In fact, behind these products, AI technology has been widely used in various related business lines.
According to the sub-fields of the financial field where Yixin is located, it can be divided into five aspects: intelligent transaction, intelligent credit, financial information, financial security and personalized service, each of which is assisted by relevant artificial technologies.
For example, in the field of intelligent trading, there are technologies such as intelligent investment and research, quantitative analysis and automatic/auxiliary trading. In the field of intelligent credit, there are related artificial intelligence products capable of identity identification, user portrait and intelligent wind control. In the field of financial information, we will carry out knowledge engineering, atlas analysis, intelligent question and answer, etc. In the field of financial security, anti-fraud analysis should be carried out. The personalized service field is more extensive. We have a series of mature AI products such as behavior analysis, intelligent marketing, recommendation and matching, and intelligent financial advisors.
Let’s continue to explore further. Behind these AI products, we will find some NLP(Natural Language Processing) technologies. For example, in the field of intelligent trading, we need to understand quite a lot of investment and research reports, and NLP technology in report understanding will be used here. In the field of intelligent credit, wind control reports may need to be generated and analyzed, and relevant NLP technologies also need to be used. In the field of knowledge engineering, financial information should be extracted from knowledge, or relationship extraction and event extraction should be carried out in order to build a knowledge map. Intelligent marketing and intelligent financial management consultants need the processing technologies of intelligent chat and speech extraction.

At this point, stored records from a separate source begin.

PR #4091, opened 2026-08-30
Split StackType.O into StackType.Obj+StackType.VT

dgrunwald:
Object references and value types are quite different; so let's try keeping them in separate StackTypes throughout the whole compiler.
We have many assertions based on stack type comparisons, so the main effect of this change is to strengthen our invariants.

### DIFF
--- a/ICSharpCode.Decompiler/CSharp/CallBuilder.cs
+++ b/ICSharpCode.Decompiler/CSharp/CallBuilder.cs
@@ -1187,6 +1187,18 @@ namespace ICSharpCode.Decompiler.CSharp
 								arguments.Add(new TranslatedExpression(expressionBuilder.GetDefaultValueExpression(type3).WithoutILInstruction()));
 						}
 						return true;
+					case ConversionResolveResult { Conversion.IsImplicitSpanConversion: true, Input: ArrayCreateResolveResult { Type: ArrayType { ElementType: var type3 }, SizeArguments: [{ ConstantValue: int arrayLength }] } }:
+						elementType = type3;
+						var expr = paramsArgument.Expression is CastExpression cast ? cast.Expression : paramsArgument.Expression;
+						arguments = new(((ArrayCreateExpression)expr).Initializer?.Elements.Select(e => new TranslatedExpression(e)) ?? []);
+						parameters = new List<IParameter>(arrayLength);
+						for (int i = 0; i < arrayLength; i++)
+						{
+							parameters.Add(new DefaultParameter(type3, string.Empty));
+							if (arguments.Count <= i)
+								arguments.Add(new TranslatedExpression(expressionBuilder.GetDefaultValueExpression(type3).WithoutILInstruction()));
+						}
+						return true;
 					default:
 						return false;
 				}
--- a/ICSharpCode.Decompiler/CSharp/CallBuilder.cs
+++ b/ICSharpCode.Decompiler/CSharp/CallBuilder.cs
@@ -1128,7 +1128,7 @@ namespace ICSharpCode.Decompiler.CSharp
 			ref List<TranslatedExpression> arguments)
 		{
 			var expressionBuilder = this.expressionBuilder;
-			if (ExtractArguments(out var elementType, out var expandedParameters, out var expandedArguments))
+			if (ExtractArguments(out var expandedParameters, out var expandedArguments))
 			{
 				expandedParameters.InsertRange(0, expectedParameters);
 				expandedArguments.InsertRange(0, arguments);
@@ -1144,18 +1144,30 @@ namespace ICSharpCode.Decompiler.CSharp
 			}
 			return false;
 
-			bool ExtractArguments([NotNullWhen(true)] out IType? elementType, [NotNullWhen(true)] out List<IParameter>? parameters, [NotNullWhen(true)] out List<TranslatedExpression>? arguments)
+			bool ExtractArguments([NotNullWhen(true)] out List<IParameter>? parameters, [NotNullWhen(true)] out List<TranslatedExpression>? arguments)
 			{
-				elementType = null;
 				parameters = null;
 				arguments = null;
+				// Every expanded argument binds to the element type of the params collection, so
+				// that is the type the parameters standing in for them carry. The argument itself
+				// may be an array of a more derived element type, because the collection is
+				// covariant in it. Unpack it the same way overload resolution does, and give up
+				// where overload resolution would give up on the expanded form as well.
+				IType paramsElementType;
+				if (parameter.Type is ArrayType { Dimensions: 1 } paramsArray)
+					paramsElementType = paramsArray.ElementType;
+				else if (parameter.Type.IsKnownType(KnownTypeCode.ReadOnlySpanOfT)
+					|| parameter.Type.IsKnownType(KnownTypeCode.SpanOfT)
+					|| parameter.Type.IsArrayInterfaceType())
+					paramsElementType = parameter.Type.TypeArguments[0];
+				else
+					return false;
 				switch (paramsArgument.ResolveResult)
 				{
 					case CSharpInvocationResolveResult { Member: IMethod method, Arguments: var args }:
 						// match System.Array.Empty<T>()
-						if (args is [] && method is { IsStatic: true, FullName: "System.Array.Empty", TypeArguments: [var type] })
+						if (args is [] && method is { IsStatic: true, FullName: "System.Array.Empty", TypeArguments: [_] })
 						{
-							elementType = type;
 							arguments = new();
 							parameters = new();
 							return true;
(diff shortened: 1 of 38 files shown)


ICSharpCode.Decompiler/CSharp/CallBuilder.cs
```diff
@@ -1187,6 +1187,18 @@ bool ExtractArguments([NotNullWhen(true)] out IType? elementType, [NotNullWhen(t
...
 						}
 						return true;
+					case ConversionResolveResult { Conversion.IsImplicitSpanConversion: true, Input: ArrayCreateResolveResult { Type: ArrayType { ElementType: var type3 }, SizeArguments: [{ ConstantValue: int arrayLength }] } }:
+						elementType = type3;
+						var expr = paramsArgument.Expression is CastExpression cast ? cast.Expression : paramsArgument.Expression;
+						arguments = new(((ArrayCreateExpression)expr).Initializer?.Elements.Select(e => new TranslatedExpression(e)) ?? []);
+						parameters = new List<IParameter>(arrayLength);
+						for (int i = 0; i < arrayLength; i++)
+						{
+							parameters.Add(new DefaultParameter(type3, string.Empty));
```
dgrunwald: Preexisting, but weird how the expected parameters are constructed based on the *argument* types.
Surely they should be based on the unexpanded parameter type instead?

ICSharpCode.Decompiler/CSharp/ExpressionBuilder.cs
```diff
@@ -3968,14 +3961,31 @@ TranslatedExpression TranslateArrayInitializer(Block block)
...
 				expr.Arguments.AddRange(newArr.Indices.Select(i => Translate(i).Expression));
-			return expr.WithILInstruction(block)
-				.WithRR(new ArrayCreateResolveResult(new ArrayType(compilation, type, dimensions), newArr.Indices.Select(i => Translate(i).ResolveResult).ToArray(), elementResolveResults));
+			ResolveResult rr = new ArrayCreateResolveResult(new ArrayType(compilation, type, dimensions),
+				newArr.Indices.Select(i => Translate(i).ResolveResult).ToArray(), elementResolveResults);
+			var initializer = expr.WithILInstruction(block).WithRR(rr);
+			if (arrayToSpan != null)
+			{
+				var arrayToSpanRR = new ConversionResolveResult(arrayToSpan.DeclaringType, rr, Conversion.ImplicitSpanConversion);
+				initializer = new CastExpression(ConvertType(arrayToSpan.DeclaringType), expr).WithoutILInstruction().WithRR(arrayToSpanRR);
```
dgrunwald: MatchArrayInitializerFinal checks the return type, but now this is using the declaring type instead?

ICSharpCode.Decompiler/IL/Transforms/ExpressionTransforms.cs
```diff
@@ -418,20 +416,12 @@ bool TransformSpanTCtorContainingStackAlloc(NewObj newObj, out ILInstruction loc
...
-				{
-					store.Variable = newVariable;
-				}
-				value.ReplaceWith(new LocAllocSpan(newObj.Arguments[1], type));
+				// The block addresses the allocation through the localloc pointer and only its
+				// result is the span, so the constructor becomes the block's final instruction
+				// instead of retyping the initializer variable to Span&lt;T&gt;.
+				initializer.FinalInstruction = new NewObj(newObj.Method) {
+					Arguments = { new LdLoc(initializerVariable), newObj.Arguments[1] }
+				}.WithILRange(newObj);
```
dgrunwald, line 426: Downside of this move: if the size of the allocation is not a compile-time constant, we can no longer inline the variable used in the size. But I'm not sure if this can happen in the case with initializer. (I only thought about this because I considered eliminating the LocAllocSpan instruction altogether, but that doesn't work for this reason)

If it is possible that we hit this case with a size variable that might need inlining, we'll have to use LocAllocSpan after all, and then rewrite all the initializing stores accordingly.

ICSharpCode.Decompiler/TypeSystem/MetadataModule.cs
```diff
@@ -602,6 +590,60 @@ IMethod ResolveMethodReference(MemberReferenceHandle memberRefHandle, GenericCon
...
+		/// than one it read from metadata.
+		/// </remarks>
+		public IMethod ResolveMethod(IType declaringType, string name, MethodSignature<IType> signature)
+		{
+			if (declaringType == null)
+				throw new ArgumentNullException(nameof(declaringType));
+			if (name == null)
+				throw new ArgumentNullException(nameof(name));
+			IEnumerable<IMethod> methods;
+			if (name == ".ctor")
```
dgrunwald: Any reason you don't use the same logic here as in the method above?
(I kinda expected that bit could also be extracted into  the common helper)

ICSharpCode.Decompiler/IL/Transforms/ExpressionTransforms.cs
siegfriedpammer: A stackalloc with an initializer requires a constant length, so the size can never be a variable that would need inlining:

```csharp
Span<int> s = stackalloc int[n] { 1, 2, 3 };
// error CS0150: A constant value is expected
```

`MatchesElementCount` accepts any instruction as the count, so hand-written IL could still get here with a non-constant one; no C# compiler can.

*Written by an AI agent (Claude) on Siegfried's behalf.*

siegfriedpammer: Completing the previous reply, since it only covered half of this. Both halves checked by compiling the matrix (SDK 11.0.100-preview.7, `net10.0`, `LangVersion=preview`):

Without an initializer, a runtime length is fully legal - `stackalloc T[n]` compiles with `n` a parameter or a local read from a method call, for a raw pointer, `Span<T>`, `ReadOnlySpan<T>`, and in direct argument position. So `LocAllocSpan` is still needed for that shape, exactly as you say.

With an initializer, the length must be a constant:

```csharp
Span<int> s = stackalloc int[n] { 1, 2, 3 };
// error CS0150: A constant value is expected
```

The error is identical for pointer, `Span<T>`, `ReadOnlySpan<T>`, argument-position and `scoped` targets, and for every unmanaged element type (`int`, `byte`, `double`, `char`, an enum, a user-defined struct, `T where T : unmanaged`). A `const` local, `const` field or constant expression is accepted; a `static readonly` field is not. The reason is visible in the neighbouring diagnostic: `stackalloc int[5] { 1, 2, 3 }` is `error CS0847: An array initializer of length '5' is expected`, so the compiler has to compare the element count against the length, which needs a constant.

So the initializer shape this changes can never carry a size that needs inlining. `MatchesElementCount` accepts any instruction as the count, so hand-written IL could still get there; no C# compiler can.

*Written by an AI agent (Claude) on Siegfried's behalf.*

siegfriedpammer:
`decompdiff` over the top-200 nuget.org corpus — `master` (dbf23c6e4) against this branch rebased onto that same commit, so the diff isolates the PR. 167 assemblies, 37,530 types.

Counters are flat and there are no new errors: 37,505 types byte-identical, 25 changed, 137 changed lines in total.

| | old | new | delta |
|---|---|---|---|
| lines | 4,055,141 | 4,055,142 | +1 |
| goto statements | 2,315 | 2,315 | 0 |
| //IL_ warnings | 24,191 | 24,191 | 0 |
| generated-name leaks | 2,544 | 2,544 | 0 |

One of the 25 changes is a behavioural difference.

## Invented `(byte)` cast truncates Regex character masks

7 of the changed types, all `System.Text.RegularExpressions.Generated.*`, in AWSSDK.Core, Dapper (x2), FluentValidation, OpenTelemetry and Renci.SshNet (x2).

```csharp
// master
if (((c = span[i]) < 0x80 ? (mask[c >> 4] & (1 << (c & 0xF)))
    : (CharInClass(c, "...") ? 1 : 0)) == 0)

// this branch
if (!((c = span[i]) < 0x80 ? ((byte)(mask[c >> 4] & (1 << (c & 0xF))) != 0)
    : CharInClass(c, "...")))
```

The bool-shaped conditional is an improvement and matches the shape the source generator actually emitted. The `(byte)` is not in the IL — there is no `conv.u1` anywhere in the method:

```
IL_0053: ldstr "\0\0..."   // the mask table
IL_0058: ldloc.2
IL_0059: ldc.i4.4
IL_005a: shr               // c >> 4
IL_005b: call instance char String::get_Chars(int32)
IL_0060: ldc.i4.1
IL_0061: ldloc.2
IL_0062: ldc.i4.s 15
IL_0064: and               // c & 15
IL_0065: ldc.i4.s 31
IL_0067: and               // & 31
IL_0068: shl               // 1 << ((c & 15) & 31)  -> up to 32768
IL_0069: and               // mask[c >> 4] & bit
IL_006a: ldc.i4.0
IL_006b: cgt.un            // != 0
```

The shift count is `(c & 15) & 31`, so the masked value reaches 32768 and `(byte)` discards every bit from 8 up. With AWSSDK's `mask[2] = U+7800`, character `'+'` (0x2B) tests bit 11: master computes `0x800 != 0` and matches, this branch computes `(byte)0x800 == 0` and does not. FluentValidation's mask holds U+FFFE and U+FFFF entries, so most of its character class is affected.

`git bisect run` over the branch points at 30552b01f, *Replace a couple of `inst.ResultType -> IType` conversions with `InferType()` calls* — specifically one line in `ExpressionBuilder.VisitIfInstruction`, on the path that picks a target type for a conditional whose branches have no common type:

```diff
- targetType = FindType(inst.ResultType, context.TypeHint.GetSign());
+ targetType = inst.InferType(compilation);
```

The old form derived the type from the stack type, so an I4 conditional became `int`. `InferType` narrows from the operands instead: `c & 15` has range 0–15 and fits a byte, but that inference must not survive `shl`, because `1 << n` is not byte-ranged. Reverting just this line at the branch tip removes the cast.

One thing to note for a fix: the guard removed from `VisitSwitchInstruction` in the same commit would not have caught this either, since it compares `GetStackType()` and both `byte` and `int` are `I4`.

Repro:

```
ilspycmd ~/.cache/nugetfuzz/awssdk.core/4.0.102.4/lib/net8.0/AWSSDK.Core.dll \
    -t "System.Text.RegularExpressions.Generated.<RegexGenerator_g>F23AE...__RoleSessionNameRegex_0"
```

## The other 18 changes

- **10 types** differ only in warning text: `//IL_xxxx: Expected O, but got Unknown` becomes `Expected Obj`, from the enum rename.
- **`BoolToTwoValuesConverter<TProvider>`** now declines instead of emitting `(TProvider v) => (object)v == (object)trueValue`. Master compared box identity where the tree compares values, so this is a fix.
- **`Logging.Logger`, `DebuggerDisplayFormatting`**: `LogLevel[] readOnlySpan` becomes `ReadOnlySpan<LogLevel>`.
- **`StackExchange.Redis.Condition`**: `RedisCommand num` becomes `redisCommand` — inference now yields the enum rather than its underlying integer.
- **SharpCompress ZStandard**: `(nint)(...)` becomes `(nint)((IntPtr)(...))`. Same type, so semantically identical, just slightly worse to read.

Corpus caveats: four assemblies are undecompilable on both sides for missing references (System.Web.Mvc, Microsoft.Azure.WebJobs.Host, MongoDB.Driver, MongoDB.Driver.Core) and twelve more decompile with unresolved references. Those are identical on both sides, so they are corpus gaps rather than PR effects.

PR #4114, opened 2026-09-06
Fix #4059: treat a Deconstruct out argument as a definition

### LINKED ISSUE #4059: Two back-to-back deconstructions in one method are not recognized
Two deconstructions of the same source type in one method are not recognized: the first one alone
decompiles correctly, but as soon as a second follows, both fall back to raw `Deconstruct` calls.

## Repro

```csharp
public class Src<T, T2>
{
    public void Deconstruct(out T a, out T2 b) { a = default; b = default; }
}

public class C
{
    private static Src<string, string> GetSource() => null;

    public static void One()
    {
        var (value, value2) = GetSource();
        Console.WriteLine(value);
        Console.WriteLine(value2);
    }

    public static void TwoBackToBack()
    {
        var (value, value2) = GetSource();
        Console.WriteLine(value);
        Console.WriteLine(value2);
        var (value3, value4) = GetSource();
        Console.WriteLine(value3);
        Console.WriteLine(value4);
    }
}
```

`One` round-trips. `TwoBackToBack` decompiles to:

```csharp
public static void TwoBackToBack()
{
    GetSource().Deconstruct(out var a, out var b);
    string value = a;
    string value2 = b;
    Console.WriteLine(value);
    Console.WriteLine(value2);
    GetSource().Deconstruct(out b, out a);   // note: same locals, swapped
    string value3 = b;
    string value4 = a;
    Console.WriteLine(value3);
    Console.WriteLine(value4);
}
```

## Why

csc reuses the same two out-slot temporaries for both calls, and the second call receives them in
the opposite order (`out b, out a`). `DeconstructionTransform` matches a deconstruction against
locals that the pattern owns; locals already written by an earlier deconstruction in the same
method do not satisfy that, so neither call is recognized.

Splitting the shared out-slot temporaries into per-deconstruction locals before pattern matching
should let both match independently.

## Scope

Reproduced with `-c Release` on the standalone case above, and in `DeconstructionTests` on all
eight compiler configurations the fixture runs (Roslyn 2.10, 3.11, 4.14 and latest, with and
without `Optimize`), so it is not compiler-version specific.

Found while porting shape coverage onto `DeconstructionTests`: 19 of 20 additional shapes pass,
this is the one that does not. The test case is checked in commented out, referencing this issue.

siegfriedpammer:
Fixes #4059.

Two deconstructions of the same source type in one method are not recognized: the first one alone
decompiles correctly, but as soon as a second follows, both fall back to raw `Deconstruct` calls,
because csc reuses the same two out-slot temporaries and hands them to the second call in the
opposite order.

## Why splitting the temporaries did not happen

`ReachingDefinitionsVisitor` does not track address loads, so a variable that is only ever written
through its address - which is every `out` slot - stays potentially uninitialized for its whole
life. `SplitVariables.GroupStores` merges all such loads of one variable into a single
representative, so the two deconstructions end up in one live range and neither can be matched.

The same holds for `out` arguments in general; it only becomes visible for `Deconstruct`, where
pattern matching depends on the split.

## The fix

An `ldloca` in argument position > 0 of a `Deconstruct` call is treated as a definition: it kills
the definitions reaching it and becomes the one that reaches the following loads. That reuses the
existing store machinery, so it stays flow-sensitive - where two such calls join, both reach the
load and are merged again, which a flow-insensitive rule would get wrong.

IL cannot express an address that is assigned without being read first; `out` is a C# convention
over `ref`. So the qualifying address loads have to be named one by one, and a `Deconstruct`
method written in IL could read its argument before assigning it. That possibility is knowingly
ignored - C#'s definite assignment rules rule it out for anything a compiler emits.

`SplitVariables` itself is unchanged: its `HandleLoad` on such an `ldloca` now runs against the
post-store state and merges the instruction with itself.

## Tests

The `TwoBackToBackDeconstructs_Custom` case that #4059 was filed from is checked in commented out;
this enables it. It fails on all eight compiler configurations before the change and passes after.

`ICSharpCode.Decompiler.Tests`: 3604 tests, no failures, 45 skipped (Windows-only configurations).

*Prepared by an AI agent (Claude, claude-opus-5, via Claude Code) and reviewed by @siegfriedpammer.*

### DIFF
--- a/ICSharpCode.Decompiler.Tests/TestCases/Pretty/DeconstructionTests.cs
+++ b/ICSharpCode.Decompiler.Tests/TestCases/Pretty/DeconstructionTests.cs
@@ -1240,17 +1240,15 @@ namespace ICSharpCode.Decompiler.Tests.TestCases.Pretty
 			Console.WriteLine(value2);
 		}
 
-		// #4059: csc reuses the same out-slot temporaries for both calls, and hands them to the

It can be said that NLP technology runs through AI products in various fields. The direct reason is that there are a large amount of natural language data in our business, such as electricity sales call data, customer analysis summary, customer service communication content, internal communication information and other various text reports, etc. These data are stored in natural language. Moreover, using natural language text to store these data has some advantages that other forms of data cannot match. as shown in fig. 1, natural language data have rich sources, various information expressions, complete information retention, and conform to user habits, etc.
Figure 1 Characteristics of Natural Language
However, we need to note that compared with these advantages, natural language data also has some disadvantages, such as unstructured data is not easy to handle, there are possible ambiguities, grammatical irregularities, unknown language phenomena, etc. In addition, these natural languages have some unique characteristics combined with Yixin’s business field: stronger vocabularies, wider data sources, various data forms (recorded data, text dialogue data, short/long text reports, summaries, etc.), larger data volume and uneven distribution.
These shortcomings make natural language data not easy to process and NLP technology is not easy to implement, but why is natural language data still getting more and more attention and NLP technology being implemented more and more widely?
In fact, in recent years, enterprises and organizations have begun to pay more and more attention to the high-value information contained in a large amount of unstructured data. We know that structured data is easier to handle, but after years of development, the information that can be mined from it is more and more limited. However, the unstructured data we come into contact with at ordinary times is several times more than structured data, which contains a lot of high-value information.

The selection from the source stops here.